Directions:
Beginning with the line that contains "These validate methods" in the material below, print each line exactly until the line that contains "### Multi-results endpoint" has been printed, then stop.

Extracted material:
Issue #34, opened 2019-06-12
SQL returned by the Looker API differs from executed


joshtemple:
I've identified an issue with Looker where the SQL query string returned by the Query API is not the same as the query actually executed against the data warehouse.

Looker prepends a comment in the first line, and I've identified cases where a few extra newlines are added in spots. This means that the error line number returned by the warehouse (and subsequently by Looker) doesn't match up with the error-causing line in the SQL returned by Looker.

Because of the arbitrary newlines, I can't account for this by assuming an extra line at the start, so this effectively breaks the ability to preview the SQL line that caused the error.

I'll update this issue once I have the bug reference number back from Looker.

DylanBaker:
Oof. That's annoying. Have they indicated that this is something they hope to resolve?

DylanBaker:
On Snowflake customers, I'm now seeing these comments at the bottom of the SQL, not the top. I've asked Looker if that's the case for all warehouses. If so, this might now be resolved.

PR #58, opened 2019-08-28
Misc features + model selection and dimension ignore

joshtemple:
This PR implements a bunch of tiny improvements plus some big ones. Test coverage is pretty underwhelming but I'd like to wait until this project is slightly more stable before I spend any more time writing tests.

### Reorganized architecture

`Runner` is the top-level API. Right now it only has one validate method (`validate_sql`), but eventually it will have validation methods for data tests, content validation, and/or linting. I have the runner set up to return dictionaries. These will be easy to turn into JSON in a Flask API via [`jsonify`](https://flask.palletsprojects.com/en/1.1.x/api/#flask.json.jsonify).

These validate methods on the `Runner` object should create a instance of a `Validator` subclass (`validators.py`), which should have a `validate` method. Right now, it's just `SqlValidator`. The validator is responsible for handling the bulk of the logic around what is valid and what is not.

The validator itself should never make HTTP requests. Instead, the validator interacts with a `LookerClient` (`client.py`) instance, which is basically a wrapper around the API requests we care about.

The main thing to wrap your head around here is that the Validator should primarily be responsible for returning results of validation in a dictionary format and should be UI-agnostic. Most of the logging/printing that was previously happening here has been moved to `cli.py`.

### Multi-results endpoint

Previously, we were running async requests to create a query, create a query task, then ping the results endpoint repeatedly for that task until a result was ready.

The first two steps are basically the same: asynchronously create queries and query tasks. However, results checking is now a synchronous step that pings the multi results endpoint every half second until all queries are complete and results have been obtained.

This _should_ be faster and more resource efficient since we won't have to generate a separate get results request for every dimension or explore.

### Notable other changes

* Better UI and printing all around
* `--explores` argument for model selection (supports `*` wildcard)
* Allow users to ignore dimensions by adding `-- fonz: ignore` to the dimension's SQL
* Respect `NO_COLOR` env var and `TERM=dumb` and don't print color codes in those situations
* Prevent color codes from printing to file via a custom logging formatter
* Lots of docstrings (not 100% but getting there)
* Introduce `flake8` into CI suite for extra checking
* Fixed precedence in the CLI by adding some custom actions for parsing config files and environment variables. This was a huge pain to build and is a bit hackier than I would like. It seems to work as intended though according to my tests.
* Somewhere along the way we lost the ability to log SQL queries to file. That will have to be added back in.
* I disabled the SQL context in the error message until #34 is resolved.
* Updated the way the `errored` attribute works on LookMlObjects. Now it propagates up and down the tree automatically (e.g. a model will return `errored = True` as soon as a dimension in one of its explores as an error set to its `error` attribute.


joshtemple:
@DylanBaker, this could definitely use more testing, and I'll try and add some more tests on the model selection portion especially, but mind reviewing in the interim? This shouldn't be merged until after the argparse changes have been merged.

fonz/cli.py
```diff
@@ -11,92 +14,163 @@ def wrapper(*args, **kwargs):
         try:
             return function(*args, **kwargs)
         except ValidationError as error:
-            logger.error(f"{error}\n")
```
DylanBaker: What gets displayed when this error occurs?

fonz/connection.py
```diff
@@ -257,6 +328,9 @@ def get_dimensions(self, model: str, explore_name: str) -> List[str]:
 
         return response.json()["fields"]["dimensions"]
 
+    @backoff.on_exception(
```
DylanBaker: Is this to handle errors we are seeing from Looker?

fonz/cli.py
joshtemple: Instead it prints a [header line](https://github.com/dbanalyticsco/Fonz/blob/feature/misc/fonz/connection.py#L289-L296) with the SQL error in `connection.py` before the exception is raised. I could move those error parameters into the `ValidationError` object and handle the printing in `cli.py:wrapper` if you think that would be cleaner.

fonz/connection.py
joshtemple: Basically it's a retry in case we get a timeout or unexpected error.

joshtemple:
Phew! This is a lot! @DylanBaker, you're good to review this. I'm not sure how helpful the diffs will be given the magnitude of changes here. Let me know if you have questions or want to walk through specific sections.

PR #74, opened 2019-10-02
Documentation for running spectacles

DylanBaker:


DylanBaker:
@joshtemple still a WIP, but thought I'd push here for discussion. 

My current thinking for structure is:

* Why we built this
* Installation
* Getting Started
  * Looker user
  * Required Arguments
* Testing your connection
* SQL validator
  * Additional Arguments

Any strong feelings?

joshtemple:
Your outline looks right to me. I would change "SQL validator" to a larger section called "Validators" where "SQL validator" is a sub-section of that. That section should also mention the `--spectacles: ignore` syntax.

The "Required arguments" section I would rename to "Configuration" and talk about all your options for specifying.

Somewhere in here we should highlight the state issue, maybe in the section on "Looker user"?

Should we close this PR in favor of [spectacles-docs](https://github.com/spectacles-ci/spectacles-docs)?

DylanBaker:
My worry about putting validators all in one section is that it becomes a very long page on the docs site at the point where we have more than two of them. That's a problem for the future though and I think the setup you suggest makes sense for the moment. 

Closing this and will open PR on spectacles-docs.

PR #76, opened 2019-10-15
Improve error messaging for API errors

joshtemple:
Include the `message` key from the response JSON, if found, in `APIConnectionError` messaging. Add a utility to pull that string out of the response object. Also add suggestion for branch checkout errors to ensure there are no uncommitted changes.


joshtemple:
Great! I had a similar thought but also couldn't come up with a better way to abstract beyond what I have here.

PR #77, opened 2019-10-16
Add data testing validator

### LINKED ISSUE #62: Trigger Looker data tests
We should support calling the API endpoint for Looker data tests when the feature launches. I imagine this should be a separate subcommand (`sql`, `connect`) which will run the Looker data tests and return a result. I'm not sure what the appropriate subcommand will be.

I imagine the final workflow for this tool being something like (all steps optional):

1. run a LookML linter
1. run SQL dimension tests
1. run all Looker data tests (these seem like they would be more complex assertions)
1. run content validation

joshtemple:
Adds a new validator with command `spectacles assert` to support running LookML/data tests via the API.

The following outstanding items need to be completed before this is ready for review:
- [ ] Looker pushes a fix to include more metadata (explore, line number, etc.)
- [ ] Looker pushes a fix to include the name of the assertion in the API response
- [ ] Flesh out error message with above metadata
- [ ] Provide pass/fail at the explore level for all explores affected by data tests
- [ ] Write unit tests

Closes #62.

### DIFF
--- a/spectacles/cli.py
+++ b/spectacles/cli.py
@@ -156,7 +156,7 @@ def main():
             handler.setLevel(args.log_level)
 
     if args.command == "connect":
-        connect(
+        run_connect(
             args.base_url,
             args.client_id,
             args.client_secret,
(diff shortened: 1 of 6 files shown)


joshtemple:
Going to merge this in for now, can reopen and push updates as Looker releases these API changes.

PR #78, opened 2019-10-16
Workaround for 500 errors

### LINKED ISSUE #73: 500 errors for get_query_task_multi_results
We already have a ticket open with Looker (ticket #: EMBED-466) for this, but adding here to document.

After a few queries to `get_query_task_multi_results`, we receive a 500 Internal Server Error. Looker support originally believed this was because of a cache miss, but we still get this error running with `cache=false` as a query string or in the JSON body of the `create_query_task` request.

joshtemple:
Switches queries from result format of `json` to `json_detail` per Looker's advice.

Turns SSL validation back on, which was previously deactivated for testing.

Closes #73.

### DIFF
--- a/spectacles/validators.py
+++ b/spectacles/validators.py
@@ -193,7 +193,7 @@ class SqlValidator(Validator):
         loop.run_until_complete(asyncio.sleep(0.250))
         loop.close()
 
-        MAX_QUERY_FETCH = 292
+        MAX_QUERY_FETCH = 250
 
         tasks_to_check = query_task_ids[:MAX_QUERY_FETCH]
         del query_task_ids[:MAX_QUERY_FETCH]
--- a/spectacles/validators.py
+++ b/spectacles/validators.py
@@ -170,20 +170,28 @@ class SqlValidator(Validator):
         )
 
         loop = asyncio.get_event_loop()
+        session = aiohttp.ClientSession(
+            loop=loop, headers=self.client.session.headers, timeout=self.timeout
+        )
         tasks = []
         for model in self.project.models:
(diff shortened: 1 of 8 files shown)


spectacles/validators.py
```diff
@@ -193,11 +193,21 @@ def validate(self, batch: bool = False) -> List[SqlError]:
         loop.run_until_complete(asyncio.sleep(0.250))
         loop.close()
 
-        running_task_ids, errors = self._get_query_results(query_task_ids)
-        while running_task_ids:
-            running_task_ids, more_errors = self._get_query_results(running_task_ids)
+        MAX_QUERY_FETCH = 292
```
joshtemple: Let's round this down to 250 just to be safe.

spectacles/validators.py
```diff
@@ -193,11 +193,21 @@ def validate(self, batch: bool = False) -> List[SqlError]:
         loop.run_until_complete(asyncio.sleep(0.250))
         loop.close()
 
-        running_task_ids, errors = self._get_query_results(query_task_ids)
-        while running_task_ids:
```
joshtemple: I wonder if it makes it would be simpler to put this `while` in a `for` loop that iterates over the list in batches.

You could use something like [this](https://stackoverflow.com/a/312464/3524951). Thoughts?

DylanBaker: I think it would be less efficient. You'd have to wait for a full chunk to finish before kicking off the next one, wouldn't you? This way, we are always querying the max amount. (Let me know if I misunderstood the recommendation.)

PR #87, opened 2019-10-30
Validate instance version before SQL validation

### LINKED ISSUE #81: Validate and display Looker instance version
Since spectacles now requires a certain version of Looker to run successfully, we should output the version of the user's Looker instance and validate that it's >= 6.20.12. This is especially needed for users with self-hosted instances which likely will not be as up to date.

joshtemple:
Closes #81.

### DIFF
--- a/spectacles/validators.py
+++ b/spectacles/validators.py
@@ -43,9 +43,18 @@ class SqlValidator(Validator):
     """
 
     timeout = aiohttp.ClientTimeout(total=300)
+    MIN_LOOKER_VERSION = "6.22.12"
 
     def __init__(self, client: LookerClient, project: str):
         super().__init__(client)
+        meets_required_version = self.client.validate_looker_release_version(
+            required_version=self.MIN_LOOKER_VERSION
+        )
+        if not meets_required_version:
+            raise SpectaclesException(
+                "SQL validation requires version "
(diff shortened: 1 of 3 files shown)


spectacles/validators.py
```diff
@@ -43,9 +43,18 @@ class SqlValidator(Validator):
     """
 
     timeout = aiohttp.ClientTimeout(total=300)
+    MIN_LOOKER_VERSION = "6.22.12"
```
agile: Just wanting to confirm this is in fact the min version required, because #81 mentions `6.20.12`?

joshtemple:
Looks like the version in #81 is a typo. However, we were told by Looker
that the API fix required here should be backported to 6.20, but I’m not
sure if that’s happened yet.

Anything after 6.22.12 should have the fix we’re checking for here, but if
the back port has occurred it should work on 6.20+

If you are able to get it working on pre-6.22.12, please let us know!

spectacles/validators.py
joshtemple: Looks like the version in #81 is a typo (I've fixed it). However, we were told by Looker
that the API fix required here should be backported to 6.20, but I’m not
sure if that’s happened yet.

Anything after 6.22.12 should have the fix we’re checking for here, but if
the back port has occurred it should work on 6.20+

If you are able to get it working on pre-6.22.12, please let us know!

PR #134, opened 2019-11-17
Feature/log time assert

Hawk94:
Extend log_time decorator to handle logging from multiple different validators. Also align output from `spectacles assert` & `spectacles sql` commands:

Screenshot 2019-11-17 at 18 55 16

Screenshot 2019-11-17 at 18 55 10


DylanBaker:
@Hawk94 Thanks for this! It looks good. 

One thing I can't decide is if the time should be how long the whole process takes, or just the validate step. There's a bit of time spent building up the LookML project, that doesn't get included if we just wrap the `validate` function. @joshtemple Do you have an opinion on what it should be measuring?

PR #144, opened 2019-11-27
Handle access filter error

agile:
:man_facepalming: 

This was proposed to be fixed via #117, but an incomplete example in that PR led to an incomplete solution. This time I updated the example to use a snippet taken directly from the error that was logged.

Response area:
These validate methods on the `Runner` object should create a instance of a `Validator` subclass (`validators.py`), which should have a `validate` method. Right now, it's just `SqlValidator`. The validator is responsible for handling the bulk of the logic around what is valid and what is not.

The validator itself should never make HTTP requests. Instead, the validator interacts with a `LookerClient` (`client.py`) instance, which is basically a wrapper around the API requests we care about.

The main thing to wrap your head around here is that the Validator should primarily be responsible for returning results of validation in a dictionary format and should be UI-agnostic. Most of the logging/printing that was previously happening here has been moved to `cli.py`.

### Multi-results endpoint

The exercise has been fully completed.